To sum up, the present invention provides a method for adjusting strokes of a font for avoiding the stroke clusters occurring after the font is scaled. When a font is generated, a font engine calculates the insufficient space units between each two adjacent strokes of the font according to the stroke data of the font, then obtains the fine-tune information of the font for calculating the optimum space distribution according to the insufficient space units and the fine-tune information so as to generate the stroke-tuning values of the font, and finally outputs the font according to the stroke data and the stroke-tuning values. When a font is defined as a stroke-composition type, the method for fine-tuning strokes of the font of the present invention adds simple stroke-tuning values for generating a font with high visual quality. Further, when a font is defined as a non-stroke-composition type, the method of fine-tuning strokes of the font of the present invention determines the horizontal and the vertical strokes and fine-tunes the positions of the horizontal and the vertical strokes of the character accordingly to raise the level of visual quality of the font.

Those skilled in the art will readily observe that numerous modifications and alterations of the device and method may be made while retaining the teachings of the invention.

Claims

1. A method for fine-tuning strokes of a font, the method comprising:

providing stroke data of the font;

calculating insufficient space between two adjacent strokes of the font according to the stroke data;

obtaining fine-tune information of the font;

calculating optimum space distribution according to the insufficient space and the fine-tune information for generating stroke-tuning values of the font; and

outputting the font according to the stroke data and the stroke-tuning values.

2. The method of claim 1, wherein providing the stroke data of the font comprises:

providing a stroke ID of each stroke of the font; and

providing a start position of each stroke of the font.

3. The method of claim 1, wherein calculating the insufficient space between the two adjacent strokes of the font according to the stroke data comprises calculating the insufficient space for a first direction and a second direction between the two adjacent strokes of the font according to the stroke data.

4. The method of claim 1, wherein the fine-tune information comprises a fine-tune instruction.

5. The method of claim 4, wherein the fine-tune instruction comprises combining two strokes, moving down a stroke, moving up a stroke, and deleting a stroke.

6. The method of claim 1, further comprising:

determining if an overlapped part of the two adjacent strokes is higher than a predetermined value.

7. The method of claim 6, further comprising:

when the overlapped part is higher than the predetermined value, processing fine-tune information of the two adjacent strokes together.
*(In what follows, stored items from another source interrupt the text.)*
PR #816, opened 2017-09-14
Fixed tmpfs with mode failure

### LINKED ISSUE #807: tmpfs with mode fails
Hello, 

Trying to use kompose on [microservices-demo](https://github.com/microservices-demo/microservices-demo), I had to modify the generated files, because a mode is provided for the tmpfs. 
Here is a shortened version of it:

Using this compose file. 

```yml
version: "2"

services:

  redis-master:
    image: gcr.io/google_containers/redis:e2e 
    ports:
      - "6379"
    tmpfs:
      - /tmp:rw,noexec,nosuid
```

This file can be used correctly with docker compose. However, when running `kompose up`, the pod fails to be created: 
```
redis-master-1539052294-z8txm   0/1       rpc error: code = 2 desc = Error response from daemon: {"message":"invalid bind mount spec \"/var/lib/kubelet/pods/c902b3c2-92d6-11e7-8f5f-0200ac100026/volumes/kubernetes.io~empty-dir/redis-master-tmpfs0:/tmp:rw,noexec,nosuid\": invalid mode: rw,noexec,nosuid"}   0         47s

```

```bash 
kompose version
1.1.0 (36652f6)
```

surajnarwade:
Fixes #807
now kompose will ignore mode of tmpfs and will pass only mount path.

### DIFF
--- a/pkg/transformer/kubernetes/kubernetes.go
+++ b/pkg/transformer/kubernetes/kubernetes.go
@@ -45,11 +45,12 @@ import (
 	"k8s.io/kubernetes/pkg/runtime"
 	"k8s.io/kubernetes/pkg/util/intstr"
 	//"k8s.io/kubernetes/pkg/controller/daemon"
+	"sort"
+	"strings"
+
 	"github.com/pkg/errors"
 	"k8s.io/kubernetes/pkg/api/meta"
 	"k8s.io/kubernetes/pkg/labels"
-	"sort"
-	"strings"
 )
 
 // Kubernetes implements Transformer interface and represents Kubernetes transformer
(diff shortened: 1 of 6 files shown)


pkg/transformer/kubernetes/kubernetes.go
```diff
@@ -351,7 +352,8 @@ func (k *Kubernetes) ConfigTmpfs(name string, service kobject.ServiceConfig) ([]
 	for index, volume := range service.TmpFs {
 		//naming volumes if multiple tmpfs are provided
 		volumeName := fmt.Sprintf("%s-tmpfs%d", name, index)
-
+		v := strings.Split(volume, ":")
+		volume = v[0]
```
cdrage: this could be just `volume = strings.Split(volume, ":")` remove the other line

surajnarwade: No, it will not work, 

```
# github.com/kubernetes/kompose/pkg/transformer/kubernetes
pkg/transformer/kubernetes/kubernetes.go:355: cannot use strings.Split(volume, ":") (type []string) as type string in assignment
```

cdrage: @surajnarwade Pretty easy to figure it out, I forgot to add the [0].
Do: `strings.Split(volume, ":")[0]`

surajnarwade:
issue is being tracked here https://github.com/kubernetes/kompose/issues/807

cdrage:
@surajnarwade can you add tests?

After that, LGTM.

surajnarwade:
added functional test

cdrage:
LGTM! Thanks for adding the tests.

PR #818, opened 2017-09-15
Simplify copy/paste installation for Linux

abitrolly:


cdrage:
Hey @abitrolly 

We are following the convention as shown by https://kubernetes.io/docs/tasks/tools/install-kubectl/ where we separate the moving of files as well as chmod +x in order to emphasize what commands are needed (and to prevent people copying+pasting and messing something up on their system).

abitrolly:
Make sense. I usually merge this into a single shell block, like this:
```
curl -LO https://storage.googleapis.com/kubernetes-release/release/$(curl -s https://storage.googleapis.com/kubernetes-release/release/stable.txt)/bin/linux/amd64/kubectl

# Make the kubectl binary executable.
chmod +x ./kubectl

# Move the binary in to your PATH.
sudo mv ./kubectl /usr/local/bin/kubectl
```

Issue #859, opened 2017-11-06
Docker compose links section can't support


xianlubird:
About compose  introduce links https://docs.docker.com/compose/compose-file/compose-file-v2/#links .
  I have a compose like this:
```
web:
  image: registry.aliyuncs.com/acs-sample/wordpress:4.5
  ports:
    - '80'
  environment:
    WORDPRESS_AUTH_KEY: changeme
    WORDPRESS_SECURE_AUTH_KEY: changeme
    WORDPRESS_LOGGED_IN_KEY: changeme
    WORDPRESS_NONCE_KEY: changeme
    WORDPRESS_AUTH_SALT: changeme
    WORDPRESS_SECURE_AUTH_SALT: changeme
    WORDPRESS_LOGGED_IN_SALT: changeme
    WORDPRESS_NONCE_SALT: changeme
    WORDPRESS_NONCE_AA: changeme
  restart: always
  links:
    - 'db:mysql'
db:
  image: registry.aliyuncs.com/acs-sample/mysql:5.7
  environment:
    MYSQL_ROOT_PASSWORD: password
  restart: always
  labels:
    aliyun.logs: /var/log/mysql
```
  kompose will convert db service to db deployment, but the wordpress deplotment will connect db by `mysql` hostname.   So wordpress pods will call that and it can't connect the db database.  Because the `links` can't convert to k8s yaml.

  I have two kinds suggestions:
1.  kompose convert db service to mysql service, just rename deployment name for links, and the new service name is mysql, the wordpress can connect mysql by service name corrently.
2. print warning or error message if compose has links section which alias name is different from service name.

   Can anyone give me some suggestion, and I will create a PR to fix this, Thanks.

surajnarwade:
I think this will be bit confusing since name of deployment and service will change,

> kompose convert db service to mysql service, just rename deployment name for links, and the new service name is mysql, the wordpress can connect mysql by service name corrently.

This second option, I think will be better,

> print warning or error message if compose has links section which alias name is different from service name.

@cdrage thought here

cdrage:
Yeah, we should add the second option since the `links` key isn't able to be effectively converted to Kubernetes. We should clarify more about *why* it doesn't work and what the alternatives are.

Thanks @xianlubird for pointing this out!

PR #862, opened 2017-11-07
Ignore links attribute and print warning message

xianlubird:
Related to issue    #859 

Signed-off-by: xianlubird@gmail.com


xianlubird:
Done

surajnarwade:
@xianlubird , please fix functional test examples accordingly

xianlubird:
@surajnarwade Done, pls review, thanks.

pkg/loader/compose/compose.go
```diff
@@ -120,6 +121,28 @@ func checkUnsupportedKey(composeProject *project.Project) []string {
 							yamlTagName = "networks"
 						}
 					}
+
+					if f.Name() == "Links" {
+						//Links has "SERVICE:ALIAS" style, we don't support SERVICE != ALIAS
+						if linksArray := val.FieldByName(f.Name()); linksArray.Kind() == reflect.Slice {
```
cdrage: nested if, may be better to do `if f.Name() == "Links" && if linksArray := val.FieldByName(f.Name()); linksArray.Kind() == reflect.Slice {`

pkg/loader/compose/compose.go
```diff
@@ -120,6 +121,28 @@ func checkUnsupportedKey(composeProject *project.Project) []string {
...
+								if tmpLink := linksArray.Index(i); tmpLink.Kind() == reflect.String {
+									tmpLinkStr := tmpLink.String()
+									tmpLinkStrSplit := strings.Split(tmpLinkStr, ":")
+									if len(tmpLinkStrSplit) == 2 && tmpLinkStrSplit[0] != tmpLinkStrSplit[1] {
+										findUnsupportedLinksFlag = true
+										break
+									}
+								}
+							}
+							if !findUnsupportedLinksFlag {
```
cdrage: Looking at the code, I don't think this is doing anything? Since `findUnsupportedLinksFlag` is outside the `for i := 0; i < linksArray.Len(); i++ {` loop. I could be wrong!

pkg/loader/compose/compose.go
xianlubird: Done

pkg/loader/compose/compose.go
xianlubird: This flag `findUnsupportedLinksFlag ` is for the above code `for _, f := range s.Fields() {` at about 100 lines this file.The flag's goal is to find compose links like 
```
  links:
    - 'db:mysql'
```
which service name is different from alias name.   If we find links like this, this flag is set to `true` and code will process, `keysFound = append(keysFound, yamlTagName)` this code will append `links` to `keysFound` and print warning messsage. But if we have links like this
```
  links:                                links:
    - redis                              - 'mysql:mysql'
```
There are many compose like this in our examples and test case folder. For this kind of compose ,we can convert it and shouldn't print any warning message. So in this situation, `findUnsupportedLinksFlag` will set to `false`, and `links` will not be append to `keysFound`.  This code `keysFound = append(keysFound, yamlTagName)` won't run because we have continue, and code will process next filed.

surajnarwade:
LGTM

pkg/loader/compose/compose.go
cdrage: Ah, that makes sense. LGTM.

xianlubird:
Thanks for @cdrage @surajnarwade review.    So when will this PR be merged ?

8. The method of claim 6, further comprising:

when the overlapped part is not higher than the predetermined value, processing fine-tune information of the two adjacent strokes separately.
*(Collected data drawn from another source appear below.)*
PR #868, opened 2017-11-14
Adding `--controller` flag in `up` & `down`

### LINKED ISSUE #798: Up and convert commands are not equal in features
For example, we are able to deploy --daemon-set using `convert`, but not with `up`.

We have *some* things such as `--build` which is consistent in `kompose up`, but other aspects such as controllers, etc do not function correctly.

We should have the SAME experience between `up` and `convert`.

It goes against UX/UI having inconsistencies between the commands. One should convert, one should bring those converted up.

List of parameters NOT in `up`:
- [ ] --daemon-set
- [ ] --deployment
- [ ] --chart (I don't think this should be applicable)
- [ ] --replication-controller
- [x] --build-branch
- [x] --build-repo
- [ ] --deployment-config
- [x] --insecure-repository

A couple of these parameters will be deprecated in favour of `--controller` however.

surajnarwade:
To make `kompose up` & `kompose convert` equal in feature, This PR will
add `--controller` flag for `kompose up` as well as `kompose down`
so that user experience will be the same for `up` & `convert`
Resolves #798

### DIFF
--- a/pkg/transformer/kubernetes/kubernetes.go
+++ b/pkg/transformer/kubernetes/kubernetes.go
@@ -805,6 +805,21 @@ func (k *Kubernetes) Deploy(komposeObject kobject.KomposeObject, opt kobject.Con
 				return err
 			}
 			log.Infof("Successfully created Deployment: %s", t.Name)
+
+		case *extensions.DaemonSet:
+			_, err := client.DaemonSets(namespace).Create(t)
+			if err != nil {
+				return err
+			}
+			log.Infof("Successfully created DaemonSet: %s", t.Name)
+
+		case *api.ReplicationController:
+			_, err := client.ReplicationControllers(namespace).Create(t)
+			if err != nil {
+				return err
+			}
+			log.Infof("Successfully created ReplicationController: %s", t.Name)
+
 		case *api.Service:
 			_, err := client.Services(namespace).Create(t)
 			if err != nil {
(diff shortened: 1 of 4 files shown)


cdrage:
@surajnarwade Need tests :+1:

surajnarwade:
@cdrage since this feature is regarding `kompose up` and `kompose down`, there will be integration tests.
cc @ashetty1

pkg/transformer/kubernetes/kubernetes.go
```diff
@@ -797,6 +797,21 @@ func (k *Kubernetes) Deploy(komposeObject kobject.KomposeObject, opt kobject.Con
 				return err
 			}
 			log.Infof("Successfully created Deployment: %s", t.Name)
+
+		case *extensions.DaemonSet:
```
cdrage: Not too sure why this code is being added? Can you describe this at least within the commit description?

surajnarwade: Sure I will mention

surajnarwade: @cdrage , updated commit message

cdrage: please update GitHub description too...

surajnarwade:
@cdrage , review needed :)

script/test_k8s/kubernetes.sh
```diff
@@ -103,6 +103,19 @@ test_k8s() {
     sleep 2 # Sleep for k8s to catch up to deployment
     echo -e "\n${RED}kompose down -f $f ${NC}\n"
     ./kompose down -f $f
+    echo -e "\nTesting controller=daemonset key\n"
```
cdrage: I think we should find an alternative way to write these integration tests (perhaps in a separate function? and only running the httpd.yaml test?) or even a separate file...

It's a bit messy at the moment and we really need to refactor everything (using `e2e_test.go` similar to our other project we're working on.

Do you mind opening an issue explaining that we should refactor our integration tests to use a Go file / make this better? As well as add a comment (and spacing above this line) with a `# TODO: need to reorganize / refactor`
 Otherwise, this LGTM (for now).

surajnarwade: Thanks for adding issue as well.
Ready to merge ?

cdrage:
LGTM! Let's merge!

PR #882, opened 2017-11-30
Test cross-compiling within travis

cdrage:
Tests cross compiling by building on 1.6 of Go for Windows / Linux /
macOS


cdrage:
Merging just so we can get builds working. Please revert if there's an issue :+1:

PR #894, opened 2017-12-15
[RFC] Map ingress path to optional 'kompose.service.expose_path'

wms:
I've cobbled this together to allow a new optional label `kompose.service.expose_path` to map to `ingress.spec.rules[].http.paths[].path`.

This supports a workflow I find desirable, and I suspect others may find this useful too. I've never worked with Go before, so please forgive me if the implementation is sub-optimal. Also, I'm aware that you may not want to maintain such a specific feature, so I didn't spend any time adding tests or docs at this point.

If a maintainer here feels the concept is sound but has implementation advice, I'm more than happy to spend some time making this merge-worthy.

### DIFF
--- a/pkg/kobject/kobject.go
+++ b/pkg/kobject/kobject.go
@@ -92,6 +92,7 @@ type ServiceConfig struct {
 	Build           string              `compose:"build"`
 	BuildArgs       map[string]*string  `compose:"build-args"`
 	ExposeService   string              `compose:"kompose.service.expose"`
+	ExposePath      string              `compose:"kompose.service.expose_path"`
 	Stdin           bool                `compose:"stdin_open"`
 	Tty             bool                `compose:"tty"`
 	MemLimit        yaml.MemStringorInt `compose:"mem_limit"`
--- a/pkg/loader/compose/v1v2.go
+++ b/pkg/loader/compose/v1v2.go
@@ -241,6 +241,8 @@ func libComposeToKomposeMapping(composeObject *project.Project) (kobject.Kompose
 				serviceConfig.ServiceType = serviceType
 			case "kompose.service.expose":
 				serviceConfig.ExposeService = strings.ToLower(value)
+			case "kompose.service.expose_path":
+				serviceConfig.ExposePath = value
 			}
 		}
 		err = checkLabelsPorts(len(serviceConfig.Port), composeServiceConfig.Labels["kompose.service.type"], name)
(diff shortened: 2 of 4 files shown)


warrenseymour:
CLA signed

Code0x58:
When you do get a thumbs up and move onto the documentation+tests, you may find #896 helpful (probably just the paths) as it does the same kind of thing. It would also be good to return an error if tag is used without `kompose.service.expose`.

_p.s. I prefer the idea of `kompose.service.expose.path`_

cdrage:
@kadel @surajnarwade `kompose.service.expose.path` or `kompose.service.expose_path`, thoughts? I'm leaning towards `kompose.service.expose.path`

Tests / documentation should be added later, but we can help with that.

kadel:
If we are going with `kompose.service.expose.tls-secret` in #896 than `kompose.service.expose.path` makes much more sense here.

This PR goes in the right direction, it just needs to check for the case where `kompose.service.expose.path` is set but  `kompose.service.expose` is not (or it is false).

cdrage:
Hey @warrenseymour ! Please see @kadel 's comment. Once updated, I'd be good for merging. `kompose.expose.path` works.

hangyan:
@cdrage Is there any way to make this PR continue?

cdrage:
@warrenseymour Could we possibly continue using your code? :+1: Just seeing if you're still interested in completing this :smile:

josipradic:
I couldn't find any implementations regarding this subject, do you have plans for supporting this feature? We would find it quite useful for our CICD integration.

hangyan:
port

hangyan:
I can continue to work on this feature.

hangyan:
@ josipradic  can you add more details about your requirement. Since `kompose.service.expose` support multiple hostnames, so there will be multiple rules. if we support specific path, how would that apply? Any suggestions?

josipradic:
> @ josipradic can you add more details about your requirement. Since `kompose.service.expose` support multiple hostnames, so there will be multiple rules. if we support specific path, how would that apply? Any suggestions?

Hi @hangyan, maybe instead of adding support of one more label such as `kompose.service.expose.path(s)`, the existing one `kompose.service.expose` could be accepting hostnames as it is accepting now with the exception that if it includes `/{path}` to apply that path on that hostname? Without the `/{path}` addition it would work as it works now.

hangyan:
@josipradic  This is a good idea. I will create a patch to fix this.

PR #896, opened 2017-12-17
Add kompose.service.expose.tls-secret

Code0x58:


cdrage:
Tests pass (despite us having a hard barrier-to-entry to creating them, haha), code looks great, name makes sense. This LGTM. :+1: thanks a lot @Code0x58 !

9. The method of claim 1, further comprising:

adding the fine-tune information to the stroke data of the font.

10. The method of claim 9, wherein adding the fine-tune information to the stroke data of the font comprises adding the fine-tune information to the stroke data of the font according to a stroke-simplifying rule.

11. The method of claim 9, wherein obtaining the fine-tune information of the font comprises obtaining the fine-tune information of the font from the stroke data of the font.

12. The method of claim 1, wherein providing the stroke data of the font comprises providing the stroke data of a font of grey-level type.

13. The method of claim 1, wherein providing the stroke data of the font comprises providing the stroke data of a font of a traditional Chinese font, a simplified Chinese font, or a Japanese font.